Title: Evaluation of Acoustic Stimulation as a Candidate Production Technology for Shallow Depth Reserves in the Alberta Oil Sands (Expected Completion – Summer 2010)


Background: Of the estimated 1.7 trillion barrels of oil sand in Alberta, approximately 10% are proven reserves. The remaining unproven reserves are either inaccessible by current technology or are not economically  viable in the current energy market. A large portion of the unproven reserves are located between 100 - 3000m depth where current in-situ production technologies, which rely heavily on thermal and chemical methods of bitumen viscosity reduction, are ineffective.


Purpose: The primary aim of this research was to evaluate acoustic excitation as a candidate technology for bitumen viscosity reduction in the unproven shallow depth reserves.
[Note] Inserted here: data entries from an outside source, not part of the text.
Issue #4665, opened 2026-08-23
RFC: agent self-healing watchdog — k8s-style liveness/readiness reconciliation for hive agents


hanthor:
## Summary

Hive agents can be **dead while the dashboard reports `running`**. `state=running` is a config echo, not an observation — the pane is the truth. This RFC proposes a self-healing watchdog controller for hive agents, modeled on Kubernetes' reconciliation loop (liveness probe → restart with backoff → status conditions), so the hive heals stuck agents without an operator.

## Observed failure modes (all live, 2026-08-23, tuna-os hive)

Four distinct "running but broken" states hit this fleet in one day:

1. **Login-expired CLI** — every claude pane showed `● Login expired · Please run /login`; the OAuth refresh token was dead. Dashboard: `running`. Restart counter climbed to 1042 because the governor kept kicking into a dead credential and the session bounced.
2. **First-run onboarding overlay** — agy's interactive accent/terms picker (`[Next]`, `↑/↓ Navigate`) blocks every launch until dismissed once. Four agents sat on it for hours. Dashboard: `running`.
3. **Shared-state permission clobber** — agents share `$HOME` (e.g. `/data/home`). agy rewrites `antigravity-cli/settings.json` and `cache/onboarding.json` **as mode 600 owned by the writing agent**, so the next agent's launch hits `EACCES`, falls back to defaults, and re-shows onboarding (#2). The dashboard never knows.
4. **Wedged kick API** — `POST /api/kick/{agent}` hangs for 60s+ (no response) when the target's TUI is in a weird state, so even the *operator's* control-plane action stalls.

Plus the long-standing class: **idle-but-alive** — agents running fine but producing nothing (no issues/PRs) for extended periods, invisible to every probe today.

## Kubernetes philosophy, mapped

| k8s concept | hive analog today | gap |
|---|---|---|
| desired state | per-agent backend/model/cadence config | ✓ exists |
| observed state | `governor.sensing` pane-regex (login patterns etc.) | regex over *agent content* caused false positives (§10a); not a state machine |
| `livenessProbe` | none | no "is this CLI actually healthy" check |
| `readinessProbe` | none | no "is it producing" check |
| kubelet restart | hive restarts sessions on some deaths | detection is the gap; kick API can wedge |
| `CrashLoopBackOff` backoff | none | no exponential backoff / crash-loop cap |
| `status.conditions` | `paused`, `pausedTrigger` | no Ready/Authenticated/Producing conditions |

## Proposed design

[...]

PR #4668, opened 2026-08-24
fix(image): launch agy/claude under umask 007 for shared-$HOME fleets

hanthor:
## Problem

Hive agents can share a single `$HOME` (e.g. `/data/home` on the tuna-os spoke). Both agy and claude rewrite their credential/state files **as mode 600 owned by the writing agent** on token refresh / state save:

- agy: `antigravity-cli/settings.json`, `cache/onboarding.json`, `antigravity-oauth-token`
- claude: `.credentials.json`

The next agent on the same provider then hits `EACCES`, falls back to defaults, and re-shows first-run onboarding / `Login expired` screens — the dashboard still reports `running`. Observed live 2026-08-23: architect's claude rewrote `.credentials.json` as `-rw------- hive-architect`, breaking every other claude agent until an operator chmod'd it.

## Fix

Wrap both binaries in a one-line shim that sets `umask 007` before exec:

```sh
#!/bin/sh
umask 007
exec /usr/local/bin/<bin>.real "$@"
```

Shared-state writes then stay group-readable (`660`/group `770`); ownership may change per refresh but access no longer does. Verified in the rebuilt image: running agy processes report `Umask: 0007` and create `-rw-rw----` files. See RFC #4665 for the broader self-healing watchdog design this unblocks.

### DIFF
--- a/src/Dockerfile
+++ b/src/Dockerfile
@@ -562,5 +562,20 @@ RUN find / -xdev -type f \( -perm -4000 -o -perm -2000 \) \
       exit 1; \
     fi
 
+
+# --- Layer 8.26: shared-$HOME state hygiene (umask 007 wrappers) ---
+# Agent CLIs rewrite their credential/settings state as mode 600 owned by the
+# writing agent (agy: antigravity-cli/*.json + oauth token; claude:
+# .credentials.json). With a shared $HOME (/data/home) that breaks every other
+# agent on the same provider (EACCES -> login/onboarding screens). Launch
+# through wrappers that set umask 007 so shared state stays group-readable.
+# See RFC #4665.
+RUN for b in agy claude; do \
+      [ -e "/usr/local/bin/$b" ] || continue; \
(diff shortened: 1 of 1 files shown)


clubanderson:
Reviewed and verified: the umask is scoped to per-binary wrappers only (no global weakening); the agy half is a guarded no-op in this image; npm's relative claude symlink still resolves after the rename (same directory); new files under the setgid 2775 dev:node shared `.claude` are born 660 group-node, so siblings read them immediately instead of waiting on the permissions watcher's reactive 0660 reconciliation. Post-#4619 this is still exactly right — `.credentials.json` lives in the deliberately fleet-shared bridged `.claude` — and it's complementary to #4641's session adoption (token readability vs session identity), not redundant with it. 007 removes only world bits; every consumer is in group node. Wrapper is 0755, placed after the setuid-inventory gate. DCO signed. CI green minus tide.

/lgtm
/approve

PR #4669, opened 2026-08-24
🐛 Give the ttyd proxy a non-pooling agent so browser basic-auth can succeed

Danathar:
## What

The dashboard's `▶ terminal` link dies with 502 "Terminal unavailable" on every browser basic-auth attempt — **with the correct password**. Measured live on a rootless podman hive, deterministically:

```
1 unauth GET  → 401   (browser shows the auth dialog)
2 auth GET    → 502   "Terminal unavailable"
3 auth GET    → 200   (reload works)
… and the pattern repeats
```

## Why

ttyd (libwebsockets) serves **one HTTP request per TCP connection** and hangs up on any reuse. `httpxy` — http-proxy-middleware v4's engine — pools upstream sockets in its own `keepAlive: true` default agents whenever no explicit `agent` option is given (`setupOutgoing`: `options.agent !== void 0 ? … : defaultAgents.http`). So the browser's unauthenticated 401 leaves a pooled socket ttyd will never serve again; the authenticated retry rides it into ECONNRESET (`[ttyd-proxy] … → socket hang up`), which the proxy's error handler renders as 502. Every fresh-connection request re-poisons the pool for the next one, which is why the failure alternates forever instead of clearing.

## Fix

An explicit `agent: new http.Agent({ keepAlive: false })` on `ttydProxy`. httpxy honors an explicit agent, so every proxied request gets a fresh connection. Pooling bought nothing on this route anyway — its real traffic is a single long-lived websocket, which never pooled (`agent = false` on upgrade requests already).

## Test

`ttyd_auth_retry.test.js` drives the browser's exact sequence through the **real proxy** (spawned `server.js`) against a mock ttyd that reproduces the one-request-per-connection behavior (second request on a reused socket → destroy). Verified both directions:

- with the agent line removed, it fails with the exact live symptom: `authenticated retry must reach ttyd on a fresh connection, got 502`
- with the fix, the 401 → auth-retry → repeat sequence is all green

One test-infra finding worth noting: the test kills its spawned proxy **before** `process.exit` — a `process.exit(0)` inside `.then()` skips `.finally()`, and during development the orphaned child kept serving later runs from its port, producing a false pass. The same orphan squatting on ports 19001-19003 is the likely cause of sporadic `C3 test failed: alice (allowlisted) should reach terminal, got 401` failures when `server.test.js` runs are interrupted — with stray children killed, the full proxy suite passes clean, C3 included.

`npm test` (full proxy suite): all green.

### DIFF
--- a/src/proxy/package.json
+++ b/src/proxy/package.json
@@ -2,12 +2,12 @@
   "name": "hive-dashboard-proxy",
   "version": "2.0.0",
   "private": true,
-  "description": "Thin proxy: auth + static files → Go binary API",
+  "description": "Thin proxy: auth + static files \u2192 Go binary API",
   "type": "module",
   "main": "server.js",
   "scripts": {
     "start": "node server.js",
-    "test": "node server.test.js && node health_probe.test.js && node session_cookie_v2.test.js && node session_cookie_v3.test.js && node session_pubkey_rotation.test.js && node terminal_cookie_verify.test.js && node redoc_pin.test.js && node csp_token_injection.test.js && node csp_script_src_elem.test.js"
+    "test": "node server.test.js && node health_probe.test.js && node session_cookie_v2.test.js && node session_cookie_v3.test.js && node session_pubkey_rotation.test.js && node terminal_cookie_verify.test.js && node redoc_pin.test.js && node csp_token_injection.test.js && node csp_script_src_elem.test.js && node ttyd_auth_retry.test.js"
   },
   "dependencies": {
     "express": "^5.2.0",
--- a/src/proxy/server.js
+++ b/src/proxy/server.js
@@ -1,4 +1,5 @@
 import express from 'express';
+import httpBase from 'http';
 import { createProxyMiddleware } from 'http-proxy-middleware';
 import path from 'path';
 import fs from 'fs';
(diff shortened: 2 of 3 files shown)


clubanderson:
Reviewed and verified locally:

- **Scope**: the non-pooling `keepAlive:false` agent applies ONLY to `ttydProxy` — `apiProxy` and every other route keep their default pooled agents (no keepalive degradation elsewhere).
- **WebSocket path intact**: `server.on('upgrade')` still routes `/terminal` through `ttydProxy.upgrade`; upgraded sockets are detached from agent pooling entirely, so the long-lived terminal ws is unaffected — the agent change only governs the plain-HTTP handshake/auth requests, which is exactly where the pooled-socket death occurred.
- **Test genuinely reproduces the bug**: mock ttyd tracks served sockets via WeakSet and destroys any reused connection (libwebsockets one-request-per-connection), pins 401 → 200-on-retry plus 3 repeat requests so reuse regressions can't pass by luck. Mutation check: removing the `agent:` line makes the authenticated retry fail (dead pooled socket) — red pre-fix, green post-fix.
- Full proxy suite (`npm test`, 10 test files incl. the new one) passes locally; trial-merge against current v4 head (fc98a98f) clean; CI green minus tide.

/lgtm
/approve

The secondary aim was to investigate whether a viscous response to acoustic excitation would be influenced by non-Newtonian fluid behavior.


Methodology: A lab scale experimental apparatus was designed which could subject test fluids to the pressures and temperatures present in shallow depth reservoirs. Once at static downhole conditions (500psi, 20-80°C), samples could then be subjected to acoustic excitation at various amplitudes (± 100 to 400psi) and frequencies (0 to 20Hz). If present, changes in viscosity could be observed by monitoring the viscous response of the fluid during and after acoustic excitation using a viscometer. Experiments were designed to test the effects on (1) NIST calibration oils, (2) bitumen, (3) Athabasca oil sand, (4) non-Newtonian drilling muds, and (5) non-Newtonian starch mixtures.


Progress to Date: Design & commissioning of the apparatus has been completed and acoustic

experiments have been performed on fluids 1, 2, and 4. Acoustic excitation amplitude was found to have a significant effect (reduction) on the viscosity of drilling muds; however, further testing using fluid 5 is needed before conclusions can be drawn about the effect of non-Newtonian fluid behavior. It can been concluded that at the conditions tested, acoustic excitation does not have a significant effect on the viscosity of bitumen and thus has limited potential as an in-situ oil sand production technology.